TASK BRIEF:
Below are records; output all of them exactly.

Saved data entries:
Issue #312, opened 2020-07-29
Remove support for legacy multifit and tobyfit


nickbattam-tessella:
The code currently includes "legacy" implementations of Tobyfit and Multifit.
Both are clearly marked with a deprecated warning:
```
%   If you are still using the legacy version then it is strongly recommended
%   that you change to the new operation. Help for the legacy operation can
%   be <a href="matlab:help('sqw/multifit_legacy_sqw');">found here</a>]
```

These, and the supporting infrastructure should be removed from the codebase.

nickbattam-tessella:
Removal confirmed by Toby via email on 29-Jul-2020

nickbattam-tessella:
These will be removed as (new) fit are moved into the new-style class SQW folder.

Part of #288

cmarooney-stfc:
@nickbattam-tessella Hi Nick, Checking this should still be tagged blocked since you have moved it into In Progress. Thanks Chris

cmarooney-stfc:
@nickbattam-tessella Hi Nick, noting you have moved this back into sprint backlog, but also that PR 313 is also outstanding albeit marked do-not-merge. What is the status of the PR? thanks

cmarooney-stfc:
MOved this ticket back to sprint backlog as the complete removal of legacy has not yet been done. What has been done is in pace-neutrons/Herbert#392 which is a PR to deprecate use of legacy at the point of use. The larger removal task will be prioritised later

PR #540, opened 2021-01-27
508 Add fit functions to new sqw object

cmarooney-stfc:
Add fit functions to new sqw. Place some old sqw private methods, mostly plotting, variously into new sqw public methods, new sqw_graphics folder under horace_core/sqw, or horace_core/Tobyfit. Make the tests in test_tobyfit/*.m and test_sqw/test_sqw_dnd_eval.m work with new_sqw. Note that everything moved has been moved to make these tests work, so I am presuming that no additional tests are required. There may be other methods in sqw_old that will need moving for other *fit operations on new sqw, but at this stage we have no use cases for them. 

For these tests, there are existing stored old-style sqw objects in .mat files. It turns out that while individual sqw objects can be read from them and then converted into proper new-style sqw objects, stored arrays will only load the first element. Hence these have been loaded locally outside this PR into MATLAB and re-saved as individual (old-style) sqw objects - in the tests, these objects in modified .mat files are loaded instead.


horace_core/sqw/@sqw/multifit_func.m
```diff
@@ -0,0 +1,72 @@
...
+%   <#file:>  <doc_fit_functions>
+%
+% See also multifit_sqw multifit_sqw_sqw
+%
+%   <#file:>  <doc_multifit_legacy_footnote>  <class_name>/<method_name_legacy>
+% <#doc_end:>
+%-------------------------------------------------------------------------------
+
+
+if ~mfclass.legacy(varargin{:})
```
nickbattam-tessella, line 67: Have you intentionally left the legacy calls here for deletion as part of a separate ticket (see #312)

horace_core/sqw/@sqw/noisify.m
```diff
@@ -0,0 +1,39 @@
...
+%           a point is the value of pixel signal.
+%
+% Additional developer options are possible in varargin to test this
+% functionality. See the PixelData noisify paging method (called below)
+% and the Herbert noisify function which implements the noise addition.
+%=========================================================================
+
+wout=w;
+for i=1:numel(w)
+    if isa(w(i),'sqw')   % determine if sqw or dnd type
```
nickbattam-tessella, line 28: this is an SQW class method, do you need the check for DnD ness? The DnD version belongs on DnDBase

horace_core/sqw/@sqw/resolution_plot.m
```diff
@@ -0,0 +1,231 @@
+function varargout = resolution_plot (w, varargin)
```
nickbattam-tessella, line 1: should this be in the plot folder, or is this transitory? It has detailed knowledge of specific instruments that don't belong in the core SQW class

nickbattam-tessella (commented):
- can you `skipTest` rather than `DISABLE_` them now that is available in the framework?
- do we need a set of `IX_dataset_nD` methods on the SQW class? That breaks the encapsulation of the dimension (in both SQW and DnDs) and they are graphics data objects

horace_core/sqw/@sqw/sqw.m
```diff
@@ -79,8 +80,21 @@
...
+               obj = S;
+               return
+            end
+            if numel(S)>1
+               tmp = sqw();
+               obj = repmat(tmp, size(S));
+               for i = 1:numel(S)
+                   obj(i) = sqw(S(i));
+               end
+               return;
```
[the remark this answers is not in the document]
cmarooney-stfc: agree

horace_core/sqw/@sqw/sqw.m
```diff
@@ -79,8 +80,21 @@
             % -------
             % Output:
             %   obj     An instance of this object
+            if isa(S,'sqw')
+               obj = S;
+               return
+            end
+            if numel(S)>1
+               tmp = sqw();
```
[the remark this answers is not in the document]
cmarooney-stfc: I can, but then the intent that tmp is just a placeholder is obscured.

horace_core/sqw/@sqw/multifit_func.m
cmarooney-stfc: Good point, but if I remove the legacy else while the legacy deletions haven't been done, then this method will fail if used on them. Better to remove mfclass.legacy_call and then mop up the failures.

horace_core/sqw/@sqw/resolution_plot.m
cmarooney-stfc: At the moment the detailed instrument stuff still exists in @sqw i.e. methods tobyfit_DG${inst}_*. It would be better to move all that out systematically when the conversion of sqw_old to sqw is complete.

horace_core/sqw/@sqw/sqw.m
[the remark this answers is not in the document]
cmarooney-stfc: done.

Replying to general comment in review about position of IX_dataset_*d methods. If they get moved, the code still runs but the plots are blank. I don't think it's worth digging to find out why just now.

horace_core/sqw/@sqw/noisify.m
nickbattam-tessella: Reviewing my previous comment ... should this be a check for `has_pixels(w(i))`? No DnD objects (should) be passed in here, and if a pixel-less SQW object is called the `noisify`/`recompute_bin_data` action will fail.

_test/test_sqw_class/test_migrated_apis.m
```diff
@@ -305,7 +305,9 @@ function test_value(obj)
         end
 
         %% xye
-        function test_xye_returns_bin_centres_and_errors(obj)
+        %DISABLED to pass the tests in the absence of the .mat
+        %         file - to be restored when they are reunited
+        function DISABLED_test_xye_returns_bin_centres_and_errors(obj)
```
nickbattam-tessella, line 310: `skipTest( ... )` can be used in place of `DISABLED_` now

_test/test_tobyfit/test_let/test_tobyfit_let_resfun_1.m
```diff
@@ -111,7 +111,7 @@ function test_tobyfit_let_resfun_1 (option)
 
 % q-e plot along [0,0,1]
 % ----------------------
-plot(w_nb_qe)
+iplot(w_nb_qe)
```
nickbattam-tessella, line 114: Is `sqw.iplot` a rename of `sqw_old.plot`?

nickbattam-tessella (commented):
Why has a migration of the fit algorithms needed the migration of the plot routines? 
Other than the rename (plot->iplot), have these been done in a way that will be compatible with existing user code?

There are a lot of `sqw(struct(sqw_obj)` and `sqw_old(struct(sqw_obj))` type conversions in the code. What is the plan to remove these? 

Are these conversions that could be done through a minor extension to the `manage_legacy_sqw_class_rename` code (shared from Herbert tests), adding sqw->sqw_old and sqw_old (obj) -> sqw (obj)? 

That would make removing it once the migration is complete much simpler as there would be a single function call to find.

_test/test_tobyfit/test_let/test_tobyfit_let_resfun_1.m
cmarooney-stfc: Yes

cmarooney-stfc:
@nickbattam-tessella Current master behaviour for the plot functions is 
- sqw ones live in horace_core/herbert/@sqw
- the plot itself is handled by a IX_dataset_2d constructed from the sqw
- additional aspect ratio stuff for the plot is made by extracting the data from the sqw 
- equivalent dnd ones live in horace_core/herbert/@d[n]d
- they work by converting their dnd into an sqw and running the sqw version
They do not look like they should be parts of an sqw. Hence it may be desirable to get them out of a sqw-type class.
Alternatively the original behaviour "might" be restored by reconverting the herbert/@sqw_old folders back to @sqw.
Happy to hear your thoughts on this.

nickbattam-tessella (approved):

RESPONSE TO THE EXERCISE:
Issue #312, opened 2020-07-29
Remove support for legacy multifit and tobyfit


nickbattam-tessella:
The code currently includes "legacy" implementations of Tobyfit and Multifit.
Both are clearly marked with a deprecated warning:
```
%   If you are still using the legacy version then it is strongly recommended
%   that you change to the new operation. Help for the legacy operation can
%   be <a href="matlab:help('sqw/multifit_legacy_sqw');">found here</a>]
```

These, and the supporting infrastructure should be removed from the codebase.

nickbattam-tessella:
Removal confirmed by Toby via email on 29-Jul-2020

nickbattam-tessella:
These will be removed as (new) fit are moved into the new-style class SQW folder.

Part of #288

cmarooney-stfc:
@nickbattam-tessella Hi Nick, Checking this should still be tagged blocked since you have moved it into In Progress. Thanks Chris

cmarooney-stfc:
@nickbattam-tessella Hi Nick, noting you have moved this back into sprint backlog, but also that PR 313 is also outstanding albeit marked do-not-merge. What is the status of the PR? thanks

cmarooney-stfc:
MOved this ticket back to sprint backlog as the complete removal of legacy has not yet been done. What has been done is in pace-neutrons/Herbert#392 which is a PR to deprecate use of legacy at the point of use. The larger removal task will be prioritised later

PR #540, opened 2021-01-27
508 Add fit functions to new sqw object

cmarooney-stfc:
Add fit functions to new sqw. Place some old sqw private methods, mostly plotting, variously into new sqw public methods, new sqw_graphics folder under horace_core/sqw, or horace_core/Tobyfit. Make the tests in test_tobyfit/*.m and test_sqw/test_sqw_dnd_eval.m work with new_sqw. Note that everything moved has been moved to make these tests work, so I am presuming that no additional tests are required. There may be other methods in sqw_old that will need moving for other *fit operations on new sqw, but at this stage we have no use cases for them. 

For these tests, there are existing stored old-style sqw objects in .mat files. It turns out that while individual sqw objects can be read from them and then converted into proper new-style sqw objects, stored arrays will only load the first element. Hence these have been loaded locally outside this PR into MATLAB and re-saved as individual (old-style) sqw objects - in the tests, these objects in modified .mat files are loaded instead.


horace_core/sqw/@sqw/multifit_func.m
```diff
@@ -0,0 +1,72 @@
...
+%   <#file:>  <doc_fit_functions>
+%
+% See also multifit_sqw multifit_sqw_sqw
+%
+%   <#file:>  <doc_multifit_legacy_footnote>  <class_name>/<method_name_legacy>
+% <#doc_end:>
+%-------------------------------------------------------------------------------
+
+
+if ~mfclass.legacy(varargin{:})
```
nickbattam-tessella, line 67: Have you intentionally left the legacy calls here for deletion as part of a separate ticket (see #312)

horace_core/sqw/@sqw/noisify.m
```diff
@@ -0,0 +1,39 @@
...
+%           a point is the value of pixel signal.
+%
+% Additional developer options are possible in varargin to test this
+% functionality. See the PixelData noisify paging method (called below)
+% and the Herbert noisify function which implements the noise addition.
+%=========================================================================
+
+wout=w;
+for i=1:numel(w)
+    if isa(w(i),'sqw')   % determine if sqw or dnd type
```
nickbattam-tessella, line 28: this is an SQW class method, do you need the check for DnD ness? The DnD version belongs on DnDBase

horace_core/sqw/@sqw/resolution_plot.m
```diff
@@ -0,0 +1,231 @@
+function varargout = resolution_plot (w, varargin)
```
nickbattam-tessella, line 1: should this be in the plot folder, or is this transitory? It has detailed knowledge of specific instruments that don't belong in the core SQW class

nickbattam-tessella (commented):
- can you `skipTest` rather than `DISABLE_` them now that is available in the framework?
- do we need a set of `IX_dataset_nD` methods on the SQW class? That breaks the encapsulation of the dimension (in both SQW and DnDs) and they are graphics data objects

horace_core/sqw/@sqw/sqw.m
```diff
@@ -79,8 +80,21 @@
...
+               obj = S;
+               return
+            end
+            if numel(S)>1
+               tmp = sqw();
+               obj = repmat(tmp, size(S));
+               for i = 1:numel(S)
+                   obj(i) = sqw(S(i));
+               end
+               return;
```
[the remark this answers is not in the document]
cmarooney-stfc: agree

horace_core/sqw/@sqw/sqw.m
```diff
@@ -79,8 +80,21 @@
             % -------
             % Output:
             %   obj     An instance of this object
+            if isa(S,'sqw')
+               obj = S;
+               return
+            end
+            if numel(S)>1
+               tmp = sqw();
```
[the remark this answers is not in the document]
cmarooney-stfc: I can, but then the intent that tmp is just a placeholder is obscured.

horace_core/sqw/@sqw/multifit_func.m
cmarooney-stfc: Good point, but if I remove the legacy else while the legacy deletions haven't been done, then this method will fail if used on them. Better to remove mfclass.legacy_call and then mop up the failures.

horace_core/sqw/@sqw/resolution_plot.m
cmarooney-stfc: At the moment the detailed instrument stuff still exists in @sqw i.e. methods tobyfit_DG${inst}_*. It would be better to move all that out systematically when the conversion of sqw_old to sqw is complete.

horace_core/sqw/@sqw/sqw.m
[the remark this answers is not in the document]
cmarooney-stfc: done.

Replying to general comment in review about position of IX_dataset_*d methods. If they get moved, the code still runs but the plots are blank. I don't think it's worth digging to find out why just now.

horace_core/sqw/@sqw/noisify.m
nickbattam-tessella: Reviewing my previous comment ... should this be a check for `has_pixels(w(i))`? No DnD objects (should) be passed in here, and if a pixel-less SQW object is called the `noisify`/`recompute_bin_data` action will fail.

_test/test_sqw_class/test_migrated_apis.m
```diff
@@ -305,7 +305,9 @@ function test_value(obj)
         end
 
         %% xye
-        function test_xye_returns_bin_centres_and_errors(obj)
+        %DISABLED to pass the tests in the absence of the .mat
+        %         file - to be restored when they are reunited
+        function DISABLED_test_xye_returns_bin_centres_and_errors(obj)
```
nickbattam-tessella, line 310: `skipTest( ... )` can be used in place of `DISABLED_` now

_test/test_tobyfit/test_let/test_tobyfit_let_resfun_1.m
```diff
@@ -111,7 +111,7 @@ function test_tobyfit_let_resfun_1 (option)
 
 % q-e plot along [0,0,1]
 % ----------------------
-plot(w_nb_qe)
+iplot(w_nb_qe)
```
nickbattam-tessella, line 114: Is `sqw.iplot` a rename of `sqw_old.plot`?

nickbattam-tessella (commented):
Why has a migration of the fit algorithms needed the migration of the plot routines? 
Other than the rename (plot->iplot), have these been done in a way that will be compatible with existing user code?

There are a lot of `sqw(struct(sqw_obj)` and `sqw_old(struct(sqw_obj))` type conversions in the code. What is the plan to remove these? 

Are these conversions that could be done through a minor extension to the `manage_legacy_sqw_class_rename` code (shared from Herbert tests), adding sqw->sqw_old and sqw_old (obj) -> sqw (obj)? 

That would make removing it once the migration is complete much simpler as there would be a single function call to find.

_test/test_tobyfit/test_let/test_tobyfit_let_resfun_1.m
cmarooney-stfc: Yes

cmarooney-stfc:
@nickbattam-tessella Current master behaviour for the plot functions is 
- sqw ones live in horace_core/herbert/@sqw
- the plot itself is handled by a IX_dataset_2d constructed from the sqw
- additional aspect ratio stuff for the plot is made by extracting the data from the sqw 
- equivalent dnd ones live in horace_core/herbert/@d[n]d
- they work by converting their dnd into an sqw and running the sqw version
They do not look like they should be parts of an sqw. Hence it may be desirable to get them out of a sqw-type class.
Alternatively the original behaviour "might" be restored by reconverting the herbert/@sqw_old folders back to @sqw.
Happy to hear your thoughts on this.

nickbattam-tessella (approved):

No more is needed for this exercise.